As someone with lots of native UI experience, that has to occasionally support web projects, the web is just plain clunky and playing catch up with the RAD tooling we enjoy since the mid-90 on native platforms.
I was mostly referring to development paradigms and methodology in my original post, but in terms of tooling, I personally haven't see any tooling on the native side even approach the increased productivity provided by the instantaneous feedback loops that countless hot-reload implementations can offer for the web.
I was not aware of this, so thanks for bringing it up.
It's a pretty amazing technical feat that this works at all, but I have a hard time imagining this would work well in practice for changes to anything other than maybe method bodies and templates though. Java's style of object orientation generally means there's plenty of tight-coupling between application state and operations on the application state, which would probably make life very difficult for any hot-reload implementation.
But regardless, it does exist and apparently works well for a lot of people. It looks like I was just ignorant when it comes to native tooling.
I've done similar with inotify (dnotify before that) and Python now for over a decade, and it is an interface than can automate anything. I use it with doc generators also.
I believe I used something similar called fam in the 90's but that may have only been on SGI.
Filesystem watching is only part of the equation though.
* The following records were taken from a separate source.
PR #892, opened 2019-10-21
ICU-20875 Include <cstddef> for max_align_t

jmroot:
The definition of `max_align_t` is not guaranteed to be available unless
the appropriate header is included. Since use of `<stddef.h>` from C++ is
deprecated, that's `<cstddef>`, and `max_align_t` is thus defined under the
std namespace rather than in the global namespace.

##### Checklist

- [x] Issue filed: https://unicode-org.atlassian.net/browse/ICU-20875
- [x] Issue accepted
- [ ] Tests included

### DIFF
--- a/icu4c/source/common/uarrsort.cpp
+++ b/icu4c/source/common/uarrsort.cpp
@@ -18,6 +18,8 @@
 *   Internal function for sorting arrays.
 */
 
+#include <cstddef>
+
 #include "unicode/utypes.h"
 #include "cmemory.h"
 #include "uarrsort.h"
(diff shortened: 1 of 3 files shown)


jefgen:
Thanks for the PR!

Would you be able to edit or [amend ](https://www.atlassian.com/git/tutorials/rewriting-history#git-commit--amend) your commit message to include the ticket number in the commit title?

It should look like this: `ICU-20875 Include <cstddef> for max_align_t`

This will make the jira-ticket checker happy. :) 
Thanks!

PR #893, opened 2019-10-24
ICU-20863 Regex Named Capture map, add a missing nullptr check.

aheninger:
https://unicode-org.atlassian.net/browse/ICU-20863

Follow-up on PR #890


markusicu:
once merged, please cherry-pick to maint/maint-66 where #890 already landed (because we cut the maintenance branch from master after you merged that)

PR #894, opened 2019-10-25
ICU-12863 Add list style APIs to C and C++

sffc:
##### Checklist

- [x] Issue filed: https://unicode-org.atlassian.net/browse/ICU-12863
- [ ] Issue accepted
- [x] Tests included

@jswalden

### DIFF
--- a/icu4c/source/i18n/listformatter.cpp
+++ b/icu4c/source/i18n/listformatter.cpp
@@ -80,7 +80,6 @@ UPRV_FORMATTED_VALUE_SUBCLASS_AUTO_IMPL(FormattedList)
 
 
 static Hashtable* listPatternHash = nullptr;
-static const char STANDARD_STYLE[] = "standard";
 
 U_CDECL_BEGIN
 static UBool U_CALLCONV uprv_listformatter_cleanup() {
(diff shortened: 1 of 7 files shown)


icu4c/source/i18n/listformatter.cpp
```diff
@@ -179,6 +178,42 @@ const ListFormatInternal* ListFormatter::getListFormatInternal(
     return result;
 }
 
+static const char* typeWidthToStyleString(UListFormatType type, UListFormatWidth width) {
+    switch (type) {
+        case ULISTFMT_TYPE_CONJUNCTION:
+            switch (width) {
+                case ULISTFMT_WIDTH_SHORT:
+                    return "standard";
+                default:
```
FrankYFTang: Please add  case for ULISTFMT_WIDTH_SHORT: nor ULISTFMT_WIDTH_NARROW: here

icu4c/source/i18n/listformatter.cpp
```diff
@@ -179,6 +178,42 @@ const ListFormatInternal* ListFormatter::getListFormatInternal(
...
+                    return nullptr;
+            }
+            break;
+
+        case ULISTFMT_TYPE_DISJUNCTION:
+            switch (width) {
```
FrankYFTang: Please add  case for ULISTFMT_WIDTH_SHORT: nor ULISTFMT_WIDTH_NARROW: here

icu4c/source/i18n/listformatter.cpp
sffc: CONJUNCTION and DISJUNCTION only support SHORT width.  Why do I need to add cases for the others?  It will just cause a U_ILLEGAL_ARGUMENT_ERROR.

FrankYFTang: Disagree. Read https://unicode.org/reports/tr35/tr35-general.html#ListPatterns
Notice "type attribute value" include all 9 combinations
Also see https://github.com/unicode-org/icu/blob/master/icu4c/source/data/locales/en.txt#L2007

icu4c/source/test/intltest/listformattertest.cpp
```diff
@@ -611,6 +611,55 @@ void ListFormatterTest::TestBadStylesFail() {
...
 
+void ListFormatterTest::TestCreateStyled() {
+    IcuTestErrorCode status(*this, "TestCreateStyled");
+    // Locale en has interesting data
+    struct TestCase {
+        const char* locale;
+        UListFormatterType type;
+        UListFormatterWidth width;
+        const char16_t* expected;
+    } cases[] = {
```
FrankYFTang: Please add more tests to cover
1. where there are only 1 item in the list
2. where there are only 2 items in the list

sffc: Done.

sffc:
Ping (I squashed and need another stamp)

Live reload has been available for the web and various other platforms for a long time, but the traditional approach to live reloading does not preserve application state.
These new hot reload implementation allows your app to be reloaded with your new changes without affecting the state of the application, and is not practical unless your application has been developed with a focus on functional techniques and careful management of application state.
This probably doesn't sound like a significant difference, but in practice, it is a huge boost to productivity, especially in a non-trivial app where reloading the entire app and then reproducing the app state manually with every file change can become quite tedious.
That's why Common Lisp / CLOS has functionality like
* CHANGE-CLASS (change the class of an object to a different class),
* update-instance-for-different-class (updating the object after a class change, one can provide methods which will be lazily called when needed),
* update-instance-for-redefined-class (updating the object after redefining a class, one can provide methods which will be lazily called when needed),
* LOAD (load source or machine code),
* EVAL (eval expressions)
* COMPILE (compile code in memory to memory), ...
One then always develops with a live application. Classes and objects can be updated in-place...
Not directly, mostly because I haven't done that much work in any language where you can do that. But I have had that kind of experience when trying to figure out what Ruby code is actually being run somewhere. I may be heading that way with C#, with the occasional overuse of dynamic and reflection.
Yes, Smalltalk and Common Lisp environments probably did offer similar experiences.
Tooling for web development has probably been heavily inspired by the tooling available for CL and Smalltalk, but I don't think it's fair to say it's still playing catch up. The tooling ecosystem for the web has long since caught up to the best native ever had to offer, and is now advancing the state of the art faster than any other tooling ecosystem out there today.
As someone with lots of native UI experience, that has to occasionally support web projects, the web is just plain clunky and playing catch up with the RAD tooling we enjoy since the mid-90 on native platforms.